Division of Cancer Sciences, School of Medical Sciences, Faculty of Biology, Medicine and Health, and Manchester Academic Health Sciences Centre, University of Manchester, Manchester, UK.
Centre for Imaging Science, School of Health Sciences, Faculty of Biology, Medicine and Health, and Manchester Academic Health Sciences Centre, University of Manchester, Manchester, UK.
Pancreatology. 2018 Jun;18(4):429-437. doi: 10.1016/j.pan.2018.04.001. Epub 2018 Apr 3.
Excess body adiposity is associated with increased risk of pancreatic cancer, and in animal models excess intra-pancreatic fat is a driver of pancreatic carcinogenesis. Within a programme to evaluate pancreatic fat and PC risk in humans, we assessed whether MR-quantified pancreatic fat fraction (PFF) was 'fit for purpose' as an imaging biomarker.
We determined PFF using MR spectroscopy (MRS) and MR chemical shift imaging (CS-MR), in two groups. In Group I, we determined accuracy of MR-derived PFF with histological digital fat quantification in 12 patients undergoing pancreatic resection. In a second study, we assessed reproducibility in 15 volunteers (Group IIa), and extended to 43 volunteers (Group IIa & IIb) to relate PFF with MR-derived hepatic fat fraction (HFF), body mass index (BMI), and waist circumference (WC) using linear regression models. We assessed intra- and inter-observer, and between imaging modality levels of agreement using Bland-Altman plots.
In Group I patients, we found strong levels of agreement between MRS and CS-MR derived PFF and digitally quantified fat on histology (rho: 0.781 and 0.672 respectively). In Group IIa, there was poor reproducibility in initial assessments. We refined our protocols to account for 3D dimensionality of the pancreas, and found substantially improved intra-observer agreements. In Group II, HFF and WC were significantly correlated with PFF (p values < 0.05).

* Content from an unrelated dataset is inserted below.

PR #293, opened 2015-05-13
Read/Unread count update

### LINKED ISSUE #245: Remove unread/read count, just "new"

### LINKED ISSUE #278: Change category sort to 'title'

swglad:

Both CS-MR and MRS (after accounting for pancreatic 3D dimensionality) were 'fit for purpose' to determine PFF and might add information on cancer prediction independent from measures of general body adiposity.
体脂肪过多与胰腺癌风险增加有关,在动物模型中,胰腺内脂肪过多是胰腺癌发生的驱动因素。在评估人类胰腺脂肪和 PC 风险的计划中,我们评估了磁共振定量胰腺脂肪分数(PFF)是否适合作为成像生物标志物。
我们使用磁共振波谱(MRS)和磁共振化学位移成像(CS-MR)在两组中确定 PFF。在第 I 组中,我们在 12 名接受胰腺切除术的患者中确定了 MR 衍生的 PFF 的准确性与组织学数字脂肪定量。在第二项研究中,我们在 15 名志愿者(第 IIa 组)中评估了可重复性,并扩展到 43 名志愿者(第 IIa 和 IIb 组),使用线性回归模型将 PFF 与 MR 衍生的肝脂肪分数(HFF)、体重指数(BMI)和腰围(WC)相关联。我们使用 Bland-Altman 图评估了观察者内、观察者间和不同成像方式之间的一致性水平。
在第 I 组患者中,我们发现 MRS 和 CS-MR 衍生的 PFF 与组织学上数字化定量脂肪之间具有很强的一致性(rho 值分别为 0.781 和 0.672)。在第 IIa 组中,初步评估的可重复性较差。我们改进了方案以考虑到胰腺的 3D 维度,发现观察者内的一致性有了显著提高。在第 II 组中,HFF 和 WC 与 PFF 显著相关(p 值均<0.05)。
CS-MR 和 MRS(在考虑到胰腺 3D 维度后)都“适合”确定 PFF,并且可能会提供与一般身体肥胖程度无关的癌症预测信息。